§ **ACTIVITY**
The answer should consist of each line from the data below that includes "absolutely".

(Dataset entries)

════════════════

PR #2540, opened 2024-11-24
[SEMI-MODULAR] Multiple Loadout Presets!

RimiNosha:
## About The Pull Request

Tin. Also made some QoL tweaks while I was at it!

Comprehensively:
- Removes the defunct job checkbox and replaces it with a dropdown.
- Adds a preference update message, cause it's otherwise silent.
- Stops the TGUI prefs migration message from showing when changing to a brand new character.
- Adds the ability to create (nameable) loadout presets.
  - The default preset can't be renamed or deleted. This was to make my life easier, or I'd spend another day on this, which I'm not prepared to do.
- Automatically COPIES your old loadout to the new system's default loadout. The old preference value is ENTIRELY UNCHANGED, which should mean this is entirely safe. **Back up the server playersave data, regardless, though.**
- Fixes a funny bug where the blacklisted and whitelisted roles text was the same.

## Why It's Good For The Game

This is a thing folk have always wanted since the dawn of loadouts, and the new loadout system is *surprisingly* hackable, so I did it!

Now you can set up multiple outfits for whatever occasion you want!

## Proof Of Testing
<details>

image

https://github.com/user-attachments/assets/9d4bd6f3-0dc7-4aaa-a6ad-989fc9cb987a

The total allowed loadout count, added after the video, so here's a screencap instead!
image

Renaming

https://github.com/user-attachments/assets/236d99c2-1bcf-4836-b32c-4bb4dd6227e0

</details>

## Changelog
:cl:
add: Loadout presets! Make multiple loadouts, be able to switch between them in a couple of clicks!
qol: Replaced the defunct job checkbox on the loadout page with a working dropdown.
/:cl:


ReturnToZender:
RIMI I COULD KISS YOU

ReturnToZender:
image
image
Here's what it looks like in practice. Only issue I noticed is that you cannot rename a loadout without making a new one, but that would be helped with just an extra button. Overall, this is really good. Also the # you can make should be increased to 12.

RimiNosha:
> Job loadouts/different maps

Feasible, but I'm fast running out of space to put stuff in the UI. Also would be done in a different PR, if I do it at all.

> Renaming

Can do.

RimiNosha:
Also, can I make a special mention that I absolutely hate how fucking huge the loadout buttons are?

Majkl-J:
> Also, can I make a special mention that I absolutely hate how fucking huge the loadout buttons are? We're playing on computers here, not a 10 year old shamsmug knock off tablet.

MSO probably wanted them big because he's old and can't see properly

Majkl-J:
Would it be possible to make it so that only one preset is loaded on the pref datum at a time, similar to how character prefs themselves handle it? 12x+1 of the list per player doesn't exactly seem too nice. Though with how prefs work I'm guessing this would be impossible without a big rework.

Also, how does this affect prefloading in bitrunning? I would be able to test this on my main rig but sadly don't have that on hand and guest prefs are already kinda fucked

RimiNosha:
> Only one entry

I *could* add a var to the prefs datum that's handled by the index preference though, now that I've slept on it.

> Bit running

Non issue, whatever code worked before still works now.

Majkl-J:
> Non issue, whatever code worked before still works now, so long as it wasn't cringe and did some roundabout BS.

Gulps

modular_skyrat/master_files/code/modules/client/preferences_savefile.dm
```diff
@@ -13,6 +13,7 @@
 #define VERSION_UNDERSHIRT_BRA_SPLIT 4
 #define VERSION_CHRONOLOGICAL_AGE 5
 #define VERSION_LANGUAGES 6
+#define VERSION_LOADOUT_PRESETS 7
```
Majkl-J, line 16: Missing undef, and apparently the other two above it miss it too (That's my mistakes coming to bite back).

modular_zubbers/master_files/code/modules/loadout/loadout_menu.dm
```diff
@@ -0,0 +1,86 @@
...
+
+/datum/preference_middleware/loadout/proc/add_loadout_preset(list/params, mob/user)
+	PRIVATE_PROC(TRUE)
+	var/list/loadout_entries = preferences.read_preference(/datum/preference/loadout)
+
+	if (loadout_entries.len >= LOADOUT_MAX_PRESETS)
+		return TRUE
+
+	var/loadout_name = params["name"]
+	if (!istext(loadout_name) || length(loadout_name) >= LOADOUT_MAX_NAME_LENGTH || length(loadout_name) < 1)
```
Majkl-J, line 18: Shouldn't this be just a larger than?
```suggestion
	if (!istext(loadout_name) || length(loadout_name) > LOADOUT_MAX_NAME_LENGTH || length(loadout_name) < 1)
```

modular_zubbers/master_files/code/modules/loadout/loadout_preference.dm
```diff
@@ -0,0 +1,42 @@
...
+
+/datum/preference/loadout_index/apply_to_human(mob/living/carbon/human/target, value, datum/preferences/preferences)
+	return
+
+/datum/preference/loadout_index/create_informed_default_value(datum/preferences/preferences)
+	var/list/loadouts = preferences.read_preference(/datum/preference/loadout)
+	var/name
+	for (name in loadouts) // Lazy hack fraud
+		break
+	return name
```
Majkl-J, line 16: Why do we even loop here if we do nothing in the loop and just break out of it to return name?

modular_zubbers/master_files/code/modules/loadout/loadout_preference.dm
```diff
@@ -0,0 +1,42 @@
...
+
+/datum/preference/loadout_index/deserialize(input, datum/preferences/preferences)
+	if (istext(input))
+		return input
+
+	var/list/loadouts = preferences.read_preference(/datum/preference/loadout)
+	var/name
+	for (name in loadouts) // Lazy hack fraud
+		break
```
Majkl-J, line 25: ditto, also since you use this exact same thing in the create_informed_default_value proc you can just avoid copypasta by calling it directly as a fallback

tgui/packages/tgui/interfaces/PreferencesMenu/loadout/index.tsx
```diff
@@ -309,6 +474,18 @@ const LoadoutPreviewSection = () => {
...
+              <Dropdown
+                selected={data.preview_selection}
+                options={data.preview_options}
+                onSelected={(value) =>
+                  act('update_preview', {
+                    updated_preview: value,
+                  })
+                }
+              />
+            </Stack.Item>
```
Majkl-J, line 488: Missing edit end comment here

tgui/packages/tgui/interfaces/PreferencesMenu/loadout/index.tsx
Majkl-J, line 1: Comments look mostly okay, gonna ask @Arturlang for a proper review of the typescript

Majkl-J (changes requested):

modular_zubbers/master_files/code/modules/loadout/loadout_menu.dm
RimiNosha: Oh yeah

modular_zubbers/master_files/code/modules/loadout/loadout_preference.dm
RimiNosha: Because beyond lists are shit and you can't properly get keys without this hack.

modular_zubbers/master_files/code/modules/loadout/loadout_preference.dm
```diff
@@ -0,0 +1,39 @@
...
+/datum/preference/loadout_index/apply_to_human(mob/living/carbon/human/target, value, datum/preferences/preferences)
+	return
+
+/datum/preference/loadout_index/create_informed_default_value(datum/preferences/preferences)
+	var/list/loadouts = preferences.read_preference(/datum/preference/loadout)
+	// Explanation so I don't get more questions:
+	// You can't get a list of keys for assoc lists, so you have to iterate said list to get them.
+	// I only need the fist one, so I just immediately return on the first loop.
+	for (var/name in loadouts) // Lazy hack fraud
+		return name
```
Majkl-J, line 17:
```suggestion
	if(length(loadouts))
		return loadouts[1]
```
This is a bit faster and does the same thing without being hacky.

Snippet I used to make sure this is the case:
```
/proc/list_finder_run()
	var/list/L = list("a" = "a1","b" = "b1","c" = "c1")
	var/i
	for(i=0, i<=100000, i++)
		var/a = list_finder_ifcheck(L)
		var/b = list_finder_forcheck(L)

/proc/list_finder_ifcheck(var/list/L)
	if(length(L))
		return L[1]

/proc/list_finder_forcheck(var/list/L)
	for(var/name in L)
		return name
```

Majkl-J (changes requested):

modular_zubbers/master_files/code/modules/loadout/loadout_preference.dm
RimiNosha: I love undocumented functionality!

Majkl-J (approved):

PR #2541, opened 2024-11-24
Makes the Shotgun PKA Two Handed

OrbisAnima:
## About The Pull Request
Makes the Shotgun two handed to use.

## Why It's Good For The Game
It prevents the abuse of akimbo shotguns, letting you do 60 explosive damage on station with little investment, while still mantaining the shotgun as a viable pka.

## Proof Of Testing
<details>

Message when you dont have both hands free:

image

</details>

## Changelog
:cl:
balance: Made the shotgun PKA two handed.
/:cl:


Hemlock32:
Aren't damage mods universally considered kinda mediocre on the base PKA? Not sure how they are with variants, but, I recall that being how they were perceived with the base one

IgiariValkyr:
> Aren't damage mods universally considered kinda mediocre on the base PKA? Not sure how they are with variants, but, I recall that being how they were perceived with the base one

Just as well, the shotgun and repeater have less mod space, so you can only fit two mods into them usually since they have mod spaces of 75% with the mods themselves taking up 30% (i never understood this)

NargaInDisguise:
Please do not nerf these, the shotgun and repeater already have less mod space to compensate for the fact that mods are stronger.

OrbisAnima:
please do not despair, this is just making it so the damage mod is not a no brainer for these two, we have two alternatives now with the proper arragement.

If we believe the damage modkit is too weak compared to a cooldown one, we can increase its base value so its buffed _all across the board_

If you all think the pka variants would need more complexity, that can also be buffed, my guess to the 75% value is to have 2 modkits of 30 and then the trigger guard.

Do consider both PKA guns change some positioning for doing 50% more base damage (regular pka does 40 damage, these both do 60 when all is connected, shotgun when its on melee pointblank, repeater when you rapid fire it, thus the extra 1 range)

So, what would be the preffered buff if these are considered weak? to the damage kit or +30 to the complexity for all variants?

OrbisAnima:
> Aren't damage mods universally considered kinda mediocre on the base PKA? Not sure how they are with variants, but, I recall that being how they were perceived with the base one

in their current state, 1 damage mod ups the damage by 10, for these variants it ups them to every shoot, so compared the damage increase of a regular pka damage goes 25% (from 40 to 50) while on these it goes 50% (from 60 to 90), the idea of this change was to keep that relationship so its easier to adjust things all across the board

Arturlang:
The issue here is that the shotgun and repeater benefit way too much from the damage upgrades, as the damage modkit gives a FLAT upgrade, which is a issue when these KPA's have multiple or way more projectiles than the basic PKA

Arturlang (approved):

Arturlang:
For example, shotgun PKA with 2 damage upgrades does 120 damage per shot, up from 60, repeater does 120 up from 65. This is really funky for one volley/shot.

NargaInDisguise:
> For example, shotgun PKA with 2 damage upgrades does 120 damage per shot, up from 60, repeater does 120 up from 65. This is really funky for one volley/shot.

On the shotguns defense, it has an incredibly long cooldown without a single cd mod because of the weird way those work, and has practically no range for actually hitting all three shots. The repeater is a bit jank though..

Majkl-J (changes requested):
Just make the shotgun twohanded instead and give them a 0.25 pressure_decrease.

OrbisAnima:
sure, but, they already have a 0.25 decrease

OrbisAnima:
> Just make the shotgun twohanded instead and give them a 0.25 pressure_decrease.

all done, reverted the changes and made it heavy (aka, two handed), pressure decrease is already that value for all pka's but the railgun (which is 0.1)

Majkl-J (approved):

PR #2542, opened 2024-11-25
Repurpose Bokkens

OrbisAnima:
## About The Pull Request
Changed the bokken damage to Stamina, made its block chance behave like any other weapon,  its too strong of an ability to block proyectiles as we need implants to do so and this was giving it for free for just 4 wood, it still has its decent block chance, just not against guns and lasers. Damage is 17 unwielded, 25.5 wielded, and block chance is 20 and 40 respectively, it is flammable since its a wooden sword. It does not work on mobs as its stamina damage (and has a message to indicate so).

Balance wise the two handed pillow with a brick was used as a guideline, which sits at 20 stamina damage.

Also, made the **wooden** sword flammable.

## Why It's Good For The Game
It makes a solid if albeit not OP nonlethal option people can use to fool around, you can finally have duels where getting trauma or dying from blood loss is not needed, thus improving RP slightly and also having a good, choice for going at melee which is not a death threat, with its 40 block chance its comparable to TG  Bamboo Staff (/obj/item/bambostaff, block chance 45, 10 brute one handed, 14 two handed)

And I think its good that the wooden sword burns instead of being impervious to fire.

## Proof Of Testing
<details>

</details>

Numbers change, but for stamina crit the numbers are:

to unarmored: 8 hits one hand, 6 hits two hand.
to armor IV + sec uniform: 9 hits one hand, 6 hits two hand.
to armor V + captain uniform: 10 hits one hand, 7 hits two hand.

## Changelog
:cl:
balance: 'Forged' Bokken, the wooden sword that can be made on the workbench with no anvil or fuel, its now flammable, doesnt affect mobs, and does entirely stamina damage. It has 40 AP, in one hand it does 17 damage and has a block chance of 20, while wielded does 25.5 damage and has a 40 block chance. It no longer blocks proyectiles, it behaves like any other sword in the game albeit with a high block chance.
/:cl:


OrbisAnima:
> can you harmbatton with it?

not on their current state, it is a very good idea though

OrbisAnima:
> Note down in the PR that you are removing it's ability to block projectiles. Or wait, are you? I'm not sure, reading the code, assuming that it still keeps it, right?

I will make it more clear on the change notes, but yes, it behaves like a regular weapon with its block chance and no longer blocks proyectiles a regular weapon wouldn't block (so it wont block lasers and bullets anymore, but I cant remember if regular weapons block throw items, if it does, then this does too, as its standard)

════════════════

§ **SOLUTION TO THIS EXERCISE**
Also, can I make a special mention that I absolutely hate how fucking huge the loadout buttons are?
> Also, can I make a special mention that I absolutely hate how fucking huge the loadout buttons are? We're playing on computers here, not a 10 year old shamsmug knock off tablet.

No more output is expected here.